Statistics Canada has released a new report that suggests the number of Canadian farms has declined while those that remain are forced to expand their operations to survive.

The new report entitled "Snapshot of Canadian Agriculture, The Financial Picture of Farms in Canada and Farming in Canada's CMAs" used data collected from the 2006 Census on Agriculture.

The report stated between 2001 and 2006 the number of census farms in Canada declined 7.1 per cent and the number of farm operators declined 5.5 per cent.

Since 1941, Canadian farms have declined steadily in Canada while the size of farms in the country has increased.

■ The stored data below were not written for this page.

PR #1029, opened 2023-04-06
fixed SampledImage::sample() fns being unnecessarily marked as unsafe

Firestar99:
Seems to be a forgotten leftover from a refactor in https://github.com/EmbarkStudios/rust-gpu/pull/359

---

**EDIT**(@eddyb): removed quoted Discord messages (referring to https://github.com/EmbarkStudios/rust-gpu/commit/bc2a121cca0da4a4020e6630c2e429d85cb4fdf9) in favor of PR comments (see below)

In 1996, the average farm was 608 acres and grew to 676 acres in 2001. According to 2006 data, the average farm is now nearly another eight per cent larger at 728 acres.

"If you ain't getting bigger, you ain't gonna make it," Alberta farmer Jim Brown told the Canadian Press.

Brown's farm has grown exceedingly from his original 140 acres plot he got from his father in 1947. Between wheat, barley, canola and hay, Brown and his son Neil now cultivate about 4,200 acres.

"It just kinda grew," Brown, 77, said. "The old guys, they'd look around and say somebody's gotta be crazy."

But Brown maintains it's not lunacy, it's survival that spurs the growth in size.

Statistics Canada found the decline of farms, along with the simultaneous growth of the remaining operations, was consistent throughout the agricultural industry.

Canada has 20 per cent fewer cattle farms than it did in 2001, although the average number of cattle and calves is up 13 per cent on farms.

The number of pig farmers has dropped by more than a quarter while the size of the average operation has grown 45 per cent, from 902 pigs to 1,308.

Brown says he doesn't expect the days of the small farm to ever return.

"Forty years ago it started getting bigger and doing this, and it's never quit," he said.

"My boy Neil, he'd buy more land right now."

Adapting to change

With increasing production costs and decreasing commodity prices, successful farming requires a niche market or a large operation with significant investments to remain profitable.

Aging farm operators are choosing to retire or move to less physically demanding operations and fewer members of the younger generation are taking up the responsibility of the family farm. The average farmer is now 52 years old.

As a result, Canadian farmers are forced to become more efficient, adaptable and have even started to look for work off the farm to supplement their income.

Larger farms are a big part of that increasing efficiency, Bruce Sommerville, the agricultural fieldman for the County of Kneehill, near Brown's farm, told the Canadian Press.

"The price of wheat hasn't changed a whole lot compared to the input costs," he said.

"You're not really making any more money per acre, so you have to farm more acres."

A farmer would have to make three times as much money per acre to reap the same level of profit that a farmer did 30 years ago, Sommerville explained.

Profits are not rising, so farms have to get bigger or farmers have to find outside work just to survive.

Nearly half of all farmers -- 48 per cent -- reported at least some income from outside employment in 2005, up from 45 per cent in 2000.

"Urban consumers may think that, because the same amount of land is being cultivated, Canada's agriculture sector is doing fine. But losing 20,000 people in just five years will have a huge impact on Canada's rural economy and rural community infrastructure," Bob Friesen, president of the Canadian Federation of Agriculture, said in a statement.

Ellery Smith grew up watching his father farm their land and eventually went into the business himself, but working the land couldn't provide enough income for his family.

"A minimum of 2,000 acres per family is what I've heard is needed to make it justifiable, with equipment upkeep and trying to stay with the times. We're a little shy," Smith told the Canadian Press.

Smith, 29, and his brothers took to Alberta's oil industry in an effort to build a different kind of business off of the land.

British Columbia showed 55 per cent of farmers working outside jobs, the highest number in Canada.

But the biggest increases since the last census in 2001 came in Alberta and Saskatchewan, where five per cent more farmers rely to some extent on off-farm paycheques.

The 2006 agricultural census counted 229,373 census farms as of May 16, 2006 with 327,060 farm operators, which represented an equivalent of 19,140 people.